Marketing

How to Pull up a Terrific Publicity Stunt

In marketing, the only thing more compelling than stories is watching them in action. Here is how to create the magic.

Photo by Jam Agency

In 2008 and around this time of the year, the Australian daredevil Robbie Maddison, in a publicity feat for Red Bull, dropped the ball to 2009 by flying his bike 120 feet through the air and landing on a hotel’s arch of 96-foot-high. It was spectacular!

More than a decade later today, and this outrageous performance still lived on as one of the greatest publicity stunts the world has ever seen — reaching far and wide in a way no local or digital advertisement ever could. Talk about new year’s good luck for Red Bull, huh?

In the following years, as YouTube and viral video grew in popularity and influence, so too did the number of these stunts. In fact, in the last few years alone, we’ve seen related performances of famous movie scenes, songs, plays, and dozens of others, both by known and unknown artists all around the world, in efforts to (mostly) elevate a product or strengthen a brand’s identity.

This is evident as to how powerful publicity stunts can be. And when done right, even the weakest brand, with little or close to no resources, can leverage them to reach unexpected heights. With our usage of social media soaring up every day, it’s never too late to create a memorable media stunt. One could even argue that there has never been a better time — with, I don’t know, the constant change in global trends and all.

Pulling up a publicity stunt, nonetheless, is perhaps the only creative exploit you shouldn’t consider pursuing unless you’re thoroughly willing to do it right. Now more than ever, deciding to go with Nike’s Just Do It, might easily cost you a huge fine by relevant authorities or, even worse, land you in jail.
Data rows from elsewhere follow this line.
PR #260, opened 2024-10-13
Ignore cached flag when hashing outpoint

### LINKED ISSUE #233: [dev] Ignore cached flag when hashing outpoint
**Context**

Currently `TxOut` contains `cached` field which is a hint that tells the client this output will be spent within the same block it is created. Since `OutPoint` includes `TxOut` it contributes to the outpoint hash, which becomes a leaf in the Utreexo accumulator. However, the Utreexo node cannot provide this hint (easily), and generally speaking it is not part of the data (it is a hint).

**Task**

- Add custom implementation of the `Hash` trait for `TxOut` to exclude `cached` field
- Regenerate integration tests for utreexo

Depends on https://github.com/keep-starknet-strange/raito/pull/229 (should be merged first)

baitcode:
- [x] resolves #233

Updated wrong comment for OutPoint
Updated python scripts to use OrderedDict for easier data manipulation, updated code, excluded cached flag in hash calculation.
Updated tests. IMPORTANT: please review, I didn't try make hashes compatible.
Regenerated test files.

This fixes issue: #233

### DIFF
--- a/packages/consensus/src/types/transaction.cairo
+++ b/packages/consensus/src/types/transaction.cairo
@@ -5,7 +5,7 @@
 
 use utils::{hash::Digest, bytearray::{ByteArraySnapHash, ByteArraySnapSerde}};
 use core::fmt::{Display, Formatter, Error};
-use core::hash::{HashStateTrait, HashStateExTrait};
+use core::hash::{HashStateTrait, HashStateExTrait, Hash};
 use core::poseidon::PoseidonTrait;
 
 /// Represents a transaction.
@@ -51,9 +51,6 @@ pub struct TxIn {
 }
 
 /// A reference to an unspent transaction output (UTXO).
-///
-/// NOTE that `data` and `block_height` meta fields are not serialized with the rest of
-/// the transaction and hence are not constrained with the transaction hash.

The highest price to pay in a stunt backfiring isn’t the money you’ll be losing, or the little dementors you’ll be facing in jail (trust me, you do not want to find out whether or not they are real), but your brand’s reputation that you’ll be throwing out the window. It is the exasperation that comes with being at the forefront of your audience’s mind, as it is what you initially craved, only that it is for all the wrong reasons.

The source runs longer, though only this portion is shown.